Bloomberg — The numbers sound almost implausible. As Brazilian consumers fall behind on debts and rattle a slew of financial-technology startups in Latin America’s largest economy, one venture keeps notching ever higher.
Nu Holdings Ltd. now has reeled in enough customers — more than 85 million and counting — to rank among Latin America’s largest financial firms. The online bank and credit-card issuer, with early backers including Warren Buffett’s Berkshire Hathaway Inc., has watched its stock soar more than 90% this year, for a market value 200 times greater than its most recent 12-month reported profits. And to protect earnings, the firm has boosted rates on its cards — in some cases touching 790%.
Welcome to Latin America’s fintech shakeout, where economic turmoil is threatening to upend thousands of startups across the continent and leaving relatively few to dominate. It’s a swift turn in a decade-long rush by venture capitalists into the region, speeding up the process of deciding winners and losers.
Nubank is among a handful of platforms, such as Mercado Pago, the fintech arm of e-commerce giant MercadoLibre Inc., that have managed to reach critical mass and stay ahead of the economic quakes. Others are merging to strengthen their position in the market. Many more are cutting workers, shelving ambitions or in some cases selling assets, going dormant or shutting down.

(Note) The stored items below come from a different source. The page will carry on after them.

PR #894, opened 2022-08-05
Use group by across index event counts

### LINKED ISSUE #871: makeDataExportable function reports violation with index event breakdown
Observed

```
Stack trace:
8: stop(" - duplicates found in primary key for table ", tableName, ". The primary keys are: ", paste0(primaryKeyInDataModel, collapse = ", "))
7: makeDataExportable(x = data, tableName = "index_event_breakdown", minCellCount = minCellCount, databaseId = databaseId)
```

Reason  - unknown

azimov:
Fixes #871

### DIFF
--- a/inst/sql/sql_server/CohortEntryBreakdown.sql
+++ b/inst/sql/sql_server/CohortEntryBreakdown.sql
@@ -10,8 +10,8 @@ IF OBJECT_ID('tempdb..@store_table', 'U') IS NOT NULL
 SELECT domain_table,
   domain_field,
   concept.concept_id,
-	concept_count,
-	subject_count
+	sum(concept_count) as concept_count,
+	sum(subject_count) as subject_count
 {@store} ? {
 INTO @store_table
 } : {
@@ -71,4 +71,6 @@ FROM (
 	
 	) concept_counts
 INNER JOIN @vocabulary_database_schema.concept
-	ON concept_counts.concept_id = concept.concept_id;
+	ON concept_counts.concept_id = concept.concept_id
+
+GROUP BY domain_table, domain_field, concept.concept_id;
--- a/inst/sql/sql_server/CohortEntryBreakdown.sql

In one of the starkest signs yet of the shakeout, a report to be published by data provider Distrito later this month shows the number of fintechs being launched has plummeted in Latin America to just a half-dozen this year — down from a peak of 290 in 2018.
“When there is less capital available there are fewer fintechs born,” said Distrito Chief Executive Officer Gustavo Araujo. “Before, with interest rates close to zero, investors wanted growth at any cost. Now, with higher rates, investors are seeking healthy companies capable of expanding in a sustainable way.”
Even then, there are mounting questions among analysts over whether the biggest fintechs can maintain their eye-popping profitability and continue to expand.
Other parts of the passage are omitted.